Does anyone know any laptop within this price which will be better?
I DO NOT want to compromise on the battery life though. I expect this one to run for about four hours with MS Word on.


----------



## zap (Jul 19, 2011)

*Am I buying the right laptop?*

Sony VAIO VPCEG15 will cost me 30k.
I'm mostly going to use it for long hours of typing in the library, reading web sites like Wikipedia extensively and playing some games every now and then. The gaming is not a priority though.

Does anyone know any laptop within this price which will be better? Preferably with graphics 
I DO NOT want to compromise on the battery life though. I expect this one to run for about four hours with MS Word on. Not up the wrong tree I hope?


----------



## gameranand (Jul 19, 2011)

Nope this lappy won't do for games you have mentioned get Dell XPS series if you can (one with dedicated GPU) or any with dedicated GPU.


----------



## zap (Jul 19, 2011)

@Anand - You mean these games won't even work?? Even on the lowest of settings??? I Love BF2. If that works, I'm fine.

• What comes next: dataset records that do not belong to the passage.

PR #414, opened 2024-09-04
docs: Update ZeroSSL issuer for v2.8

kekalainen:
Addresses the changes in caddyserver/caddy#6229 to the best of my understanding.

Particularly, marks the API key for the ZeroSSL issuer as required.

Documentation for the fields previously denoted to be inherited by `...` should still be provided, but I am not familiar with those.

### DIFF
--- a/src/docs/markdown/caddyfile/directives/tls.md
+++ b/src/docs/markdown/caddyfile/directives/tls.md
@@ -359,22 +359,21 @@ Obtains certificates using the ACME protocol. Note that `acme` is a default issu
 
 	- **any_common_name** <span id="any_common_name"/> is a list of one or more common names; Caddy will choose the first chain that has an issuer that matches with at least one of the specified common names.
 
+##### ZeroSSL
+
+Caddy will implicitly use [ZeroSSL's ACME endpoint](https://zerossl.com/documentation/acme/) (and generate EAB credentials) if you specify the the [`email` global option](/docs/caddyfile/options#email).
+
+To provide your own EAB credentials for ZeroSSL, specify the `dir` and `eab` options.
 
 #### zerossl
 
-Obtains certificates using the ACME protocol, specifically with ZeroSSL. Note that `zerossl` is a default issuer, so configuring it explicitly is usually unnecessary.
+Obtains certificates using the ZeroSSL API.
 
 ```caddy-d
-... zerossl [<api_key>] {
+... zerossl <api_key> {
 	...
 }
 ```
-
-The syntax for `zerossl` is exactly the same as for [`acme`](#acme), except that its name is `zerossl` and it can optionally take your ZeroSSL API key.
-
-Its functionality is also the same, except that it will use ZeroSSL's directory by default and it can automatically negotiate EAB credentials (whereas with the `acme` issuer, you have to manually provide EAB credentials and set the directory endpoint).
-
-When explicitly configuring `zerossl`, configuring an `email` is required so that your certificates can appear in your ZeroSSL dashboard.
 
 #### internal
 
--- a/src/docs/markdown/caddyfile/directives/tls.md
+++ b/src/docs/markdown/caddyfile/directives/tls.md
@@ -359,15 +359,17 @@ Obtains certificates using the ACME protocol. Note that `acme` is a default issu
 
 	- **any_common_name** <span id="any_common_name"/> is a list of one or more common names; Caddy will choose the first chain that has an issuer that matches with at least one of the specified common names.
 
-##### ZeroSSL
+<aside class="tip">
 
-Caddy will implicitly use [ZeroSSL's ACME endpoint](https://zerossl.com/documentation/acme/) (and generate EAB credentials) if you specify the the [`email` global option](/docs/caddyfile/options#email).
+The `acme` issuer module will implicitly use [ZeroSSL's ACME endpoint](https://zerossl.com/documentation/acme/) (and generate EAB credentials) if you specify the the [`email` global option](/docs/caddyfile/options#email).
 
 To provide your own EAB credentials for ZeroSSL, specify the `dir` and `eab` options.
 
+</aside>
+
 #### zerossl
 
-Obtains certificates using the ZeroSSL API.
+Obtains certificates using the [ZeroSSL API](https://zerossl.com/documentation/api/).
 
 ```caddy-d
 ... zerossl <api_key> {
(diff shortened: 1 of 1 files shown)


mholt (approved):
Oh wow, thanks. Not sure how I forgot to update this!

src/docs/markdown/caddyfile/directives/tls.md
```diff
@@ -359,23 +359,22 @@ Obtains certificates using the ACME protocol. Note that `acme` is a default issu
 
 	- **any_common_name** <span id="any_common_name"/> is a list of one or more common names; Caddy will choose the first chain that has an issuer that matches with at least one of the specified common names.
 
+##### ZeroSSL
```
mholt: We can remove this section and just move the two paragraphs to under the `zerossl` header below.

kekalainen: The rationale for the seemingly redundant heading was grouping under the ACME issuer module to which those notes pertain to. Aren't they technically separate issuer modules for the same issuer?

francislavoie: Might make sense to mention ZeroSSL can be enabled by using the `acme` issuer (and putting the ZeroSSL URL in that section too) and leave the `zerossl` issuer as explaining it's for the API and not ACME, pointing back to `acme` for that. Maybe.

kekalainen: From a recently uninitiated user's perspective, it's inherently a bit confusing either way but letting the implementation dictate grouping (as drafted) seems less misleading to me. Explicitly explaining the difference could make sense indeed, though I tried to keep it terse overall thus implied it with the grouping instead.

src/docs/markdown/caddyfile/directives/tls.md
```diff
@@ -359,23 +359,22 @@ Obtains certificates using the ACME protocol. Note that `acme` is a default issu
...
 
 #### zerossl
 
-Obtains certificates using the ACME protocol, specifically with ZeroSSL. Note that `zerossl` is a default issuer, so configuring it explicitly is usually unnecessary.
+Obtains certificates using the ZeroSSL API.
 
 ```caddy-d
-... zerossl [<api_key>] {
+... zerossl <api_key> {
 	...
```
kekalainen: The omitted fields here should be documented.

mholt: Good point, here they are from the Godoc:

```go
//	... zerossl <api_key> {
//		    validity_days <days>
//		    alt_http_port <port>
//		    dns <provider_name> ...
//		    propagation_delay <duration>
//		    propagation_timeout <duration>
//		    resolvers <list...>
//		    dns_ttl <duration>
//	}
```

src/docs/markdown/caddyfile/directives/tls.md
mholt: The ACME endpoint and ZeroSSL API are two different issuers, technically. Let's not introduce any new sections and just keep the ZeroSSL description under the existing `zerossl` header.

src/docs/markdown/caddyfile/directives/tls.md
kekalainen: Added, save for describing `validity_days`.

src/docs/markdown/caddyfile/directives/tls.md
kekalainen: I removed the subsection but retained the ACME-specific configuration tips under the `acme` issuer module.

src/docs/markdown/caddyfile/directives/tls.md
mholt: Thanks. Maybe we should refer the users to the [ZeroSSL API docs](https://zerossl.com/documentation/api/create-certificate/) anyway. But for that field it's basically either 365 or 90.

src/docs/markdown/caddyfile/directives/tls.md
```diff
@@ -359,22 +359,31 @@ Obtains certificates using the ACME protocol. Note that `acme` is a default issu
 
 	- **any_common_name** <span id="any_common_name"/> is a list of one or more common names; Caddy will choose the first chain that has an issuer that matches with at least one of the specified common names.
 
+<aside class="tip">
+
+The `acme` issuer module will implicitly use [ZeroSSL's ACME endpoint](https://zerossl.com/documentation/acme/) (and generate EAB credentials) if you specify the the [`email` global option](/docs/caddyfile/options#email).
```
mholt, line 364: So, this is only true if it's unspecified in the config. If you specify an issuer in the config, that overrides the defaults. Since this is docs describing how to override the defaults, maybe it's not the place to describe the default behavior which might be confusing.

kekalainen: I see. Removing the paragraph altogether would muddy the difference between the `acme` and `zerossl` issuer modules, though. Perhaps prefixing it with "When explicitly unconfigured" would do?

mholt: What if instead, we add a sentence to the `zerossl` section that clarifies: "The ZeroSSL API is distinct from its ACME endpoint." or something like that.

kekalainen: While that'd cover the distinction more directly, the `acme` section still claims the module is "using Let's Encrypt" by default. For consistency either all or none of the possible implicit/default configuration should be mentioned IMO.

Especially since the [release notes](https://github.com/caddyserver/caddy/releases/tag/v2.8.0) claim that when the `email` global is configured,

> you don't have to make any changes and you'll still get Let's Encrypt and ZeroSSL automatically as defaults.

which, turns out, is arguably not true if `acme` is explicitly configured. That's not apparent (to me anyway) when said configuration is not providing a `directory_url` as an argument nor field value. (For context, I use the `acme` issuer directive to override the DNS resolvers used for challenges (since those aren't globally configurable AFAIK) and had the false intuition it'd leave the dirs intact.)

mholt: >  the acme section still claims the module is "using Let's Encrypt" by default. For consistency either all or none of the possible implicit/default configuration should be mentioned IMO.

Fair point, maybe that section needs to be tweaked to say "(using Let's Encrypt, and if an email is provided, ZeroSSL too)" or similar.

> which, turns out, is arguably not true if acme is explicitly configured. That's not apparent (to me anyway) when said configuration is not providing a directory_url as an argument nor field value.

Perhaps verbiage clarifying that specifying any issuers wipes out implicit defaults.

francislavoie: What's the status on this at this point?

mholt: I think we're still waiting for a few tweaks to be made; but if not, I might try to wrap this up myself at some point. Although, I don't think I have push rights to the branch.

mholt:
Yeah I can't push to the branch, so, closing due to inactivity.

PR #419, opened 2024-09-29
Finish documenting Caddy 2.8.0 features

francislavoie:
This is... very late 🙈 I've been unmotivated to get to this, but I'm finally getting around to completing all this. I was only about halfway done when 2.8.0 first released. This is the second half of the changes in https://github.com/caddyserver/caddy/compare/v2.7.6...v2.8.0

FYI @dunglas @armadi1809 I wouldn't mind a quick look at the bits you guys worked on just in case I missed anything. Wouldn't mind more example ideas if you have any.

Oh, and guys, this lappy's got HD3000
Some laptop specs just say *Intel HD Graphics* or *Intel GMA HD*.
Any difference?


----------



## Demon Lord (Jul 20, 2011)

*Re: Am I buying the right laptop?*

looking at ur requirements, 
u need a laptop with good battery life,build quality and keyboard.
Look at following models. 
1)Sony Vaio VPCEG15 
i3 2310M 
2gb ram 
320gb HDD 
Intel HD 3000 Graphics 
Good build quality
Average keyboard 
Good speakers 
3hrs Battery life(as claimed by sony)
VGA Webcam,2.3kg
Rs.30k
2)Lenovo G570 15-066616 
i3 2310M 
3gb ram 
Intel HD 3000 Graphics 
640gb HDD 
Good build quality good keyboard 
2MP Webcam
5hrs battery life(as claimed by lenovo) 2.6kg
Rs.30k
Now make ur choice! 
Go to a good shop,get both the lappies,compare side by side then pick the u like. 
Best of luck!! 
Look Here: 
Laptops from Rs.25000 to Rs.35000 November 2011


----------



## gameranand (Jul 20, 2011)

zap said:
			
		

> @Anand - You mean these games won't even work?? Even on the lowest of settings??? I Love BF2. If that works, I'm fine.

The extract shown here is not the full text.